§ ASSIGNED TASK:
Two lines in the listing below mark the span: one contains "Adds basic studio" and one contains "calufornia: You might". Reproduce both of them and everything between, exactly.

= Beginning of Section =

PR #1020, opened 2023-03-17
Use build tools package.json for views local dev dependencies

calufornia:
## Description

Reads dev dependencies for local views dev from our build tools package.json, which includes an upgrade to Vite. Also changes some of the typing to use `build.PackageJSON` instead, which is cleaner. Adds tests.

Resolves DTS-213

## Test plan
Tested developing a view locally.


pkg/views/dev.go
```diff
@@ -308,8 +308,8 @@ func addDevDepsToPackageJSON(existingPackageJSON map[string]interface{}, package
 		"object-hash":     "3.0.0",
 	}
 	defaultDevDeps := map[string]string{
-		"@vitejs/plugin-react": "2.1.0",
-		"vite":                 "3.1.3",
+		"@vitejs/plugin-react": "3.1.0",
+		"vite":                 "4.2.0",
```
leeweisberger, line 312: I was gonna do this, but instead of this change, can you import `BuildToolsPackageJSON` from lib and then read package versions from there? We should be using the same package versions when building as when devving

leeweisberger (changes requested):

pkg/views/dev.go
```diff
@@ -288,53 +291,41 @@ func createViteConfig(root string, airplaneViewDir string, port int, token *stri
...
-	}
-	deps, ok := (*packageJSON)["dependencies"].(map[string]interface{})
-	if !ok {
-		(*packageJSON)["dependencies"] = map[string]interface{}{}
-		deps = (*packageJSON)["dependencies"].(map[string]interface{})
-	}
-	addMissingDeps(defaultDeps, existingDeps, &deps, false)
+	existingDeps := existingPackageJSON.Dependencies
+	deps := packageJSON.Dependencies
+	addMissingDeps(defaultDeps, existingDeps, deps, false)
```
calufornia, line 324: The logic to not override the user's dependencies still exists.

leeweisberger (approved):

= End of Section =
= Beginning of Section =

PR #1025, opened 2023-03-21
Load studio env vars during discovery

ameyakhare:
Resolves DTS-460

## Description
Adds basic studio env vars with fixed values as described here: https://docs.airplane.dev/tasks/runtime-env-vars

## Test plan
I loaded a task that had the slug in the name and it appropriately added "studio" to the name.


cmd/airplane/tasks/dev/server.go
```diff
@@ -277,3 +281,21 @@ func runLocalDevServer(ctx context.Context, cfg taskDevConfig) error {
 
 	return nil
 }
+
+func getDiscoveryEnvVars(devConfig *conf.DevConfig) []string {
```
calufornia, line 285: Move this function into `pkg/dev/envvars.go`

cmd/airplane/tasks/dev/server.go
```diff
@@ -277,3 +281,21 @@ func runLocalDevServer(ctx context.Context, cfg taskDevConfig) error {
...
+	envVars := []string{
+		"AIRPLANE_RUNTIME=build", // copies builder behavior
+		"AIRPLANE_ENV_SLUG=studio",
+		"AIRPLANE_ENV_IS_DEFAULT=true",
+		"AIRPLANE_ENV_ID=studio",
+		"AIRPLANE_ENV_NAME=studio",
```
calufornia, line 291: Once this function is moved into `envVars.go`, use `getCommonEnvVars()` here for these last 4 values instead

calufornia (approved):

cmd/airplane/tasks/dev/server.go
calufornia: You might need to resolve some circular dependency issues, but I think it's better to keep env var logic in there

= End of Section =

§ EXERCISE OUTPUT:
Adds basic studio env vars with fixed values as described here: https://docs.airplane.dev/tasks/runtime-env-vars

## Test plan
I loaded a task that had the slug in the name and it appropriately added "studio" to the name.


cmd/airplane/tasks/dev/server.go
```diff
@@ -277,3 +281,21 @@ func runLocalDevServer(ctx context.Context, cfg taskDevConfig) error {
 
 	return nil
 }
+
+func getDiscoveryEnvVars(devConfig *conf.DevConfig) []string {
```
calufornia, line 285: Move this function into `pkg/dev/envvars.go`

cmd/airplane/tasks/dev/server.go
```diff
@@ -277,3 +281,21 @@ func runLocalDevServer(ctx context.Context, cfg taskDevConfig) error {
...
+	envVars := []string{
+		"AIRPLANE_RUNTIME=build", // copies builder behavior
+		"AIRPLANE_ENV_SLUG=studio",
+		"AIRPLANE_ENV_IS_DEFAULT=true",
+		"AIRPLANE_ENV_ID=studio",
+		"AIRPLANE_ENV_NAME=studio",
```
calufornia, line 291: Once this function is moved into `envVars.go`, use `getCommonEnvVars()` here for these last 4 values instead

calufornia (approved):

cmd/airplane/tasks/dev/server.go
calufornia: You might need to resolve some circular dependency issues, but I think it's better to keep env var logic in there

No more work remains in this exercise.